───── Data excerpts ─────

Issue #1993, opened 2018-01-29
indexer fails with 'Too many open files' since 1.1-rc20


vladak:
Since 1.1-rc20 the indexing of "prepped" (i.e. unpacked with patches applied) version of https://github.com/oracle/solaris-userland gives me:

```
2018-01-29 09:03:01.638+0100 SEVERE t37 Indexer$1.run: An error occured while updating index
java.nio.file.FileSystemException: /opengrok/data/index/userland-default-prepped: Too many open files
        at sun.nio.fs.UnixException.translateToIOException(UnixException.java:91)
        at sun.nio.fs.UnixException.rethrowAsIOException(UnixException.java:102)
        at sun.nio.fs.UnixException.rethrowAsIOException(UnixException.java:107)
        at sun.nio.fs.UnixFileSystemProvider.newDirectoryStream(UnixFileSystemProvider.java:427)
        at java.nio.file.Files.newDirectoryStream(Files.java:457)
        at org.apache.lucene.store.FSDirectory.listAll(FSDirectory.java:215)
        at org.apache.lucene.store.FSDirectory.listAll(FSDirectory.java:234)
        at org.apache.lucene.store.FilterDirectory.listAll(FilterDirectory.java:57)
        at org.apache.lucene.index.IndexFileDeleter.refresh(IndexFileDeleter.java:429)
        at org.apache.lucene.index.IndexWriter.rollbackInternalNoCommit(IndexWriter.java:2249)
        at org.apache.lucene.index.IndexWriter.rollbackInternal(IndexWriter.java:2193)
        at org.apache.lucene.index.IndexWriter.shutdown(IndexWriter.java:1129)
        at org.apache.lucene.index.IndexWriter.close(IndexWriter.java:1171)
        at org.opensolaris.opengrok.index.IndexDatabase.update(IndexDatabase.java:487)
        at org.opensolaris.opengrok.index.Indexer$1.run(Indexer.java:1046)
        at java.util.concurrent.Executors$RunnableAdapter.call(Executors.java:511)
        at java.util.concurrent.FutureTask.run(FutureTask.java:266)
        at java.util.concurrent.ThreadPoolExecutor.runWorker(ThreadPoolExecutor.java:1149)
        at java.util.concurrent.ThreadPoolExecutor$Worker.run(ThreadPoolExecutor.java:624)
        at java.lang.Thread.run(Thread.java:748)
```

[...]

PR #1994, opened 2018-01-30
Fix to try-with-resources spotted by @tulinkry

idodeclare:
Hello,

Please consider integration of this bugfix patch.

Thank you.

### DIFF
--- a/src/org/opensolaris/opengrok/index/PendingFileCompleter.java
+++ b/src/org/opensolaris/opengrok/index/PendingFileCompleter.java
@@ -30,7 +30,6 @@ import java.nio.file.Files;
 import java.nio.file.Path;
 import java.nio.file.Paths;
 import java.nio.file.StandardCopyOption;
-import java.util.ArrayList;
 import java.util.Comparator;
 import java.util.HashSet;
 import java.util.List;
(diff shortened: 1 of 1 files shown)


vladak:
can you make the `fixes #1993` to appear in the commit comments ?

idodeclare:
No, I can't prove it fixes this issue.

vladak:
Let me take the diff and deploy on the production (sic!) server first so that we can see if it fixes the problem or not.

tarzanek:
anyways I'd merge this and we can look for more places like this ...

tarzanek:
thank you @idodeclare  , let's look for more

vladak:
Could you just hold on for a minute ? It does not take much time to test
this.

Dne 31. 1. 2018 8:19 napsal uživatel "Lubos Kosco" <notifications@github.com

tulinkry:
It doesn't, however closing a stream is a good practice anyway.

vladak:
It's good that you're so gung-ho over fixing bugs. My preference is to have the issue number in the history log.

vladak:
confirmed that this fixed #1993.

─────

What you will do
Track down all lines above with the string "many" and copy them.

Response to this exercise
indexer fails with 'Too many open files' since 1.1-rc20
java.nio.file.FileSystemException: /opengrok/data/index/userland-default-prepped: Too many open files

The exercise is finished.